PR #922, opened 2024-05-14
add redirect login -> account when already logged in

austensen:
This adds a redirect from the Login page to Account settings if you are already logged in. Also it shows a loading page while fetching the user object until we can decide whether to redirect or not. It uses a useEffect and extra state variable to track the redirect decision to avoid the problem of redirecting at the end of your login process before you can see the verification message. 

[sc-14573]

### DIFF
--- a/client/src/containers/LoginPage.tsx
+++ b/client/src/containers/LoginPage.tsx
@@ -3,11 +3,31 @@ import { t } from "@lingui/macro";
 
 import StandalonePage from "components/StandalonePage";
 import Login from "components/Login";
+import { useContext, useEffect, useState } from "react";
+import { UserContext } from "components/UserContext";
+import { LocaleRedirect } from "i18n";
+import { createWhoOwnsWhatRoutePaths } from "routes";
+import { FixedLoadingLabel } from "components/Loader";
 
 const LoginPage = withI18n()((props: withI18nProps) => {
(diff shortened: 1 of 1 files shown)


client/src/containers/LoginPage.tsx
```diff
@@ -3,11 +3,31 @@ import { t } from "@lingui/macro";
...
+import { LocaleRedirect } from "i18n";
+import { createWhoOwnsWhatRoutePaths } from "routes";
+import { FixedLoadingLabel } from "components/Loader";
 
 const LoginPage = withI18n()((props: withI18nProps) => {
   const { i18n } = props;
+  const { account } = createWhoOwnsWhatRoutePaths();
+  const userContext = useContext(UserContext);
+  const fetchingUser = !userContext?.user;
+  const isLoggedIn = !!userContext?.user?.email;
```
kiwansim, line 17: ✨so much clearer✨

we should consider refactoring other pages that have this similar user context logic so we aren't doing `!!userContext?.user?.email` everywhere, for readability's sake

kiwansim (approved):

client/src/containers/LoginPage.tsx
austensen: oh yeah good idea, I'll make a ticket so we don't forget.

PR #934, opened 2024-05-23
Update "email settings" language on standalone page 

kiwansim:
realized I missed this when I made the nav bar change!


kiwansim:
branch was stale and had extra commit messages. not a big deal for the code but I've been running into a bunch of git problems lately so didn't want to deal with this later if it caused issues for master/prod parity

Problem: The entries above are to be retyped exactly.

Task output:
PR #922, opened 2024-05-14
add redirect login -> account when already logged in

austensen:
This adds a redirect from the Login page to Account settings if you are already logged in. Also it shows a loading page while fetching the user object until we can decide whether to redirect or not. It uses a useEffect and extra state variable to track the redirect decision to avoid the problem of redirecting at the end of your login process before you can see the verification message. 

[sc-14573]

### DIFF
--- a/client/src/containers/LoginPage.tsx
+++ b/client/src/containers/LoginPage.tsx
@@ -3,11 +3,31 @@ import { t } from "@lingui/macro";
 
 import StandalonePage from "components/StandalonePage";
 import Login from "components/Login";
+import { useContext, useEffect, useState } from "react";
+import { UserContext } from "components/UserContext";
+import { LocaleRedirect } from "i18n";
+import { createWhoOwnsWhatRoutePaths } from "routes";
+import { FixedLoadingLabel } from "components/Loader";
 
 const LoginPage = withI18n()((props: withI18nProps) => {
(diff shortened: 1 of 1 files shown)


client/src/containers/LoginPage.tsx
```diff
@@ -3,11 +3,31 @@ import { t } from "@lingui/macro";
...
+import { LocaleRedirect } from "i18n";
+import { createWhoOwnsWhatRoutePaths } from "routes";
+import { FixedLoadingLabel } from "components/Loader";
 
 const LoginPage = withI18n()((props: withI18nProps) => {
   const { i18n } = props;
+  const { account } = createWhoOwnsWhatRoutePaths();
+  const userContext = useContext(UserContext);
+  const fetchingUser = !userContext?.user;
+  const isLoggedIn = !!userContext?.user?.email;
```
kiwansim, line 17: ✨so much clearer✨

we should consider refactoring other pages that have this similar user context logic so we aren't doing `!!userContext?.user?.email` everywhere, for readability's sake

kiwansim (approved):

client/src/containers/LoginPage.tsx
austensen: oh yeah good idea, I'll make a ticket so we don't forget.

PR #934, opened 2024-05-23
Update "email settings" language on standalone page 

kiwansim:
realized I missed this when I made the nav bar change!


kiwansim:
branch was stale and had extra commit messages. not a big deal for the code but I've been running into a bunch of git problems lately so didn't want to deal with this later if it caused issues for master/prod parity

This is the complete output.